During 2018-07-11 CLAW tech call, @rosiel https://github.com/rosiel asked about checksums on CLAW binaries stored external to Fedora, e.g. stored in s3, Dropbox, etc. Getting Fedora to provide a checksum on these binaries could be quite expensive since it pulls down the content to run a fixity check on it. One idea that come up in the discussion was that if we are using an external microservice to manage/store fixity checking, we could set up rules to verify checksums on those remote binaries. The microservice would need to pull it down to do its check, but not if the storage storage service provided an API to get a checksum on a binary, our microservice could query that API.

— You are receiving this because you were mentioned.

Reply to this email directly, view it on GitHub https://github.com/Islandora-CLAW/CLAW/issues/847#issuecomment-404254674, or mute the thread https://github.com/notifications/unsubscribe-auth/AGn852ZLarhLJdX9H2XILdGGENMVILkZks5uFjn8gaJpZM4UyQRp .

-- Diego Pino Navarro Digital Repositories Developer Metropolitan New York Library Council (METRO)

mjordan commented 6 years ago

@DiegoPino yes, that's what I meant. Sorry if that was not clear.

DiegoPino commented 6 years ago

Sorry, my fault! Re-reading and totally agree, sorry again @mjordan

jonathangreen commented 6 years ago

I'd like to see a way here to have a trust but verify approach, where you can pull checksums from an external API, but maybe at some lower frequency you still want to pay for the bandwidth to do some verification of the checksums. Could just be some configuration options.

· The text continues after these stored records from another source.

PR #162, opened 2022-06-10
Only push published chart if --push specified

manics:
It's useful when developing a new chart to be able to test the publish chart functionality without pushing the `gh-pages` branch.

I'm using the existing `--push` argument since it doesn't seem like there's a use for pushing the chart unless the images are already pushed, though it could be a separate argument instead?

### DIFF
--- a/chartpress.py
+++ b/chartpress.py
@@ -549,7 +549,7 @@ def build_images(
         If unspecified the tag for each image will be the hash of the last commit
         to modify the image's files.
     push (bool):
-        Whether to push the resulting images (default: False).
+        Whether to push the resulting images and chart if published (default: False).
     force_push (bool):
         Whether to push the built images even if they already exist in the image
         registry (default: False).
@@ -773,6 +773,7 @@ def publish_pages(
     chart_repo_url,
     extra_message="",
     force=False,
+    push=True,
 ):
     """
     Update a Helm chart registry hosted in the gh-pages branch of a GitHub git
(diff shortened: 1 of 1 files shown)


consideRatio:
Hmmm...

We have the following CLI flags.

```
  --push                Push built images to their image registries, but not
                        if it would replace an existing image.
  --force-push          Push built images to their image registries,
                        regardless if it would replace an existing image.
  --publish-chart       Package a Helm chart and publish it to a Helm chart
                        registry constructed with a GitHub git repository and
                        GitHub pages, but not if it would replace an existing
                        chart version.
  --force-publish-chart
                        Package a Helm chart and publish it to a Helm chart
                        registry constructed with a GitHub git repository and
                        GitHub pages, regardless if it would replace an
                        existing chart version
```

What are you suggesting?

manics:
> What are you suggesting? Are you looking for an option to package but not publish the chart?

Yes! It's useful during development of a new chart, and also when developing new chartpress features.

consideRatio:
I'm hesitant about this PR as it is, thinking that the implication of what the `--push` flag is stretched too far to be comprehensible for users and maintainers. While the name `--push` is general, it means to me `--push-images` and should be treated as that.

> I'm using the existing --push argument since it doesn't seem like there's a use for pushing the chart unless the images are already pushed, though it could be a separate argument instead?

Thanks for highlighting this assumption! You can have a chart that doesn't include images to be built. Due to that, this is a breaking change because it can make sense for that chart to do `--publish-chart` without `--push`.

I think having a `--package-chart` flag, which is implied by `--publish-chart`/`--force-publish-chart`, would be the way to go for this.

consideRatio:
I propose we implement this via `--package-chart` instead, what do you think @manics?

```
--package-chart
--publish-chart        # implies --package-chart
--force-publish-chart  # implies --publish-chart
```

DiegoPino commented 6 years ago

@jonathangreen i agree it could be useful to provide a more compliant to what is expected preservation platform, but in terms of implementation, how would you propose we have no false positives of corruption because of timed out/stalled or even failed downloads? Not something that keeps me awake at night right now, but http(s) which is what most API provide for downloading assets tends to be hit and miss in that aspect. As said, i agree this is needed, just don´t know how to deal with it at an implementation level in a safe and reliable way

mjordan commented 6 years ago

One approach to handling false mismatches is to retry the request if it fails, and see what the results are. A one-off failure can be discarded, but if they all fail, the problem is probably legit.

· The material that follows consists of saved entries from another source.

Issue #177, opened 2022-08-28
Issues remain for handling development releases


consideRatio:
### Background

`chartpress` has relied on information in git tags to deduce development chart versions and image tags, but we realized a need to guide chartpress more explicitly and provide it a _base version_ of some kind. In #150 we introduced the `useChartVersion` option that made Chart.yaml's version field be the source of the _base version_.

Keeping state in Chart.yaml's version field is a bit complicated though.
- Having Chart.yaml's version field as the source of the base version, but not exactly the base version, makes us need to handle logic to deduce the base version.
- With #150 we made `chartpress --reset` more complicated and influenced by useChartVersion` being true or false.
- With #150 we end with a workflow that pushes default versions and values that are not published. For example, we would have `2.0.0-0.dev` as a version in z2jh's Chart.yaml's version field (and image tags), but they are not available. It could be less confusing if it instead said something like `set-by-chartpress` to indicate a need to use the tool chartpress.

### Alternative proposal (1)

- We start speaking about a _base version_, which typically chartpress has calculated as the latest git tag on branch or `0.0.1` as a fallback.
  - Benefit: easy to understand this concept
- We let the _base version_ be possible to explicitly override in `chartpress.yaml` under `<chart>.baseVersion`.
  - Benefit: I think it will be relatively easy to understand this configurations impact, as well as implementing it and maintaining it
- We require `<chart>.baseVersion` to be a pre-release if specified, and document examples like `2.0.0-0.dev` or `2.0.0-beta.1` 
  - Benefit: we end up not needing logic to add `-0.dev` in chartpress itself
  - Benefit: we end up being able to speak about a _chartpress suffix_ or _chartpress development release suffix_ to mean specifically the `.git.n.hash` part and not add confusion about it also meaning `-0.dev` or similar.

#### Proposed workflow with development releases

- Initially set `baseVersion` in `chartpress.yaml` to your planned next release.

  ```yaml
  charts:
    - name: mychart
      baseVersion: 1.2.0-0.dev
  ```

- When a release is to be made associated with a git tag, just push a git tag and trigger automation configured to run `chartpress --push --publish-chart --tag <tag>`

  ```bash
  V=1.2.0
  git commit -am "release $V"
  git tag -am "release $V" "$V"
  git push --atomic --follow-tags
  ```

- After a major or minor release (such as 1.2.0) or because of a change of plans, update the configured base version to reflect the next minor version you plan to release (such as 1.3.0, or 2.0.0).

[...]

PR #178, opened 2022-08-29
don't reset commit count on each tag

minrk:
always count from the beginning, ensuring the count increases no matter what the base version or recent tag.

I believe this also resolves the 'implicit tag' issue in #177. We already had a [test](https://github.com/jupyterhub/chartpress/blob/main/tests/test_repo_interactions.py#L110) for this, but it didn't ensure the repo was clean, so useChartVersion passed (and it would have worked, too, since the useChartVersion workflow means committing changes to the Chart.yaml).

I'll open a separate PR trading useChartVersion for baseVersion in chartpress.yaml

### DIFF
--- a/chartpress.py
+++ b/chartpress.py
@@ -511,6 +511,7 @@ def _get_identifier_from_paths(*paths, long=False, base_version=None):
         if base_version is None:
             base_version = latest_tag_in_branch
     except subprocess.CalledProcessError:
+        # no tags on branch
         pass
 
     if base_version is None:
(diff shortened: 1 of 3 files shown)


chartpress.py
```diff
@@ -484,30 +495,28 @@ def _get_identifier_from_paths(*paths, long=False, base_version=None):
...
-        n_commits = int(
-            _check_output(
-                ["git", "rev-list", "--count", latest_commit],
-                echo=False,
-            )
-            .decode("utf-8")
-            .strip()
-        )
-        sha = latest_commit
+        pass
```
consideRatio, line 514:
```suggestion
        # no tags on branch
        pass
```

consideRatio (approved):
Added back parts of a comment, but this LGTM.

What do you think about renaming the title of this PR to focus on what now is done? I hope that this title suggestion helps readers of the changelog understand the change better.

From "don't reset commit count on each tag" to "count commits on branch instead of commits since last tag on branch"

minrk:
Since the numbers aren't functional until the next release (that's what #150 fixes), I'd call it maintenance/enhancement.

PR #180, opened 2022-08-30
Enforce that `--reset` is an exclusive argument

### LINKED ISSUE #176: `--reset --tag` takes on the existing logic of `--skip-build --tag`
I think the combination of #152 and #150 made `chartpress --reset` more complicated than it should be, because the functionality we ended up with is the same as `chartpress --skip-build` when both are given `--tag`.

Practically, I'm thinking that the commands below are the same.

```
chartpress --reset --tag 1.2.3
chartpress --skip-build --tag 1.2.3
```

Should we revert the logic of `--reset --tag` as implemented via #152 and #150?

Ping to @minrk for visibility, and also #174 is worth a mention from this issue.

minrk:
avoids confusion with `--reset --tag` which should be `--no-build --tag`

This could be done more robustly by switching to subcommands, but I'm not sure now is the time to make that change.

closes #176

### DIFF
--- a/chartpress.py
+++ b/chartpress.py
@@ -8,6 +8,7 @@ import argparse
 import os
 import pipes
 import re
+import shlex
 import shutil
 import subprocess
 import sys
@@ -1038,7 +1039,7 @@ class ActionAppendDeprecated(argparse.Action):
         getattr(namespace, self.dest).append(values)
 
 
-def main(args=None):
+def main(argv=None):
     """Run chartpress"""
     argparser = argparse.ArgumentParser(description=__doc__)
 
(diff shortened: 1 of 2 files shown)


chartpress.py
```diff
@@ -1127,24 +1128,33 @@ def main(args=None):
     )
     argparser.add_argument(
         "--version",
-        action="store_true",
-        help="Print current chartpress version and exit.",
+        action="version",
```
minrk, line 1131: argparse already has a 'version' action that does what we want.

consideRatio (approved):

consideRatio:
Thank you @minrk!!!

PR #190, opened 2022-10-27
Add BRANCH expansion

bleggett:
Much like `TAG` or `LAST_COMMIT`, add an expansion for `BRANCH` to expand to the current Git branch.

This is useful if you are using OCI image caching via extraBuildArgs, like so:
```
        extraBuildCommandOptions:
          - --cache-to
          - type=registry,ref=ghcr.io/myorg/myimg-buildcache:{BRANCH}
          - --cache-from
          - type=registry,ref=ghcr.io/myorg/myimg-buildcache:{BRANCH}
```

PR branches won't have TAG for us, and LAST_COMMIT will create new caches for every new Git SHA, which defeats the purpose of a `docker buildx` cache save/restore.

NOTE - I cannot get the existing tests on `main` to pass locally with current Docker release, as the default `docker build` output format doesn't match what the tests expect - if I am missing something here let me know, otherwise I will try to debug any test failures via CI.

### DIFF
--- a/chartpress.py
+++ b/chartpress.py
@@ -275,7 +275,6 @@ def _get_current_branchname(**kwargs):
     )
 
 
-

mjordan commented 6 years ago

Not to increase scope here too much, but keep the use and edge cases coming. I'll be working on this (and related preservation stuff in CLAW) pretty much full time this fall.

ajs6f commented 6 years ago

This is starting to sound like an application on top of something like iRODS. I'm not seriously suggesting that; I'm wondering whether for the MVP, would it be enough to have a simple µservice that just retrieves a checksum from the backend in use, on the assumption that such a checksum is available?

I'm not at all trying to discourage people from recording use cases and I think it's awesome that @mjordan is thinking through this, it's just that when you're facing problems like: the character of reliable transport for mass data across networks of unknown character... that's a pretty big scope.

mjordan commented 6 years ago

@ajs6f MVP is a good way to frame it. I don't have the cycles to propose one this week but need to prepare a poster for iPres so will need to do that soon (next couple weeks?). We can build it in a way that can expand on the MVP.

rosiel commented 6 years ago

Maybe this could be one consideration in a repo manager's choice of storage solution. Since now we have all these options, we're going to need to make educated decisions on which one to use. Just because something's cool, doesn't mean it's the right tool for your job, and if you need reliable, regular, automated, locally-performed checksumming (and maybe that's a preservation best practice?) then S3 might not be the ideal storage location for you?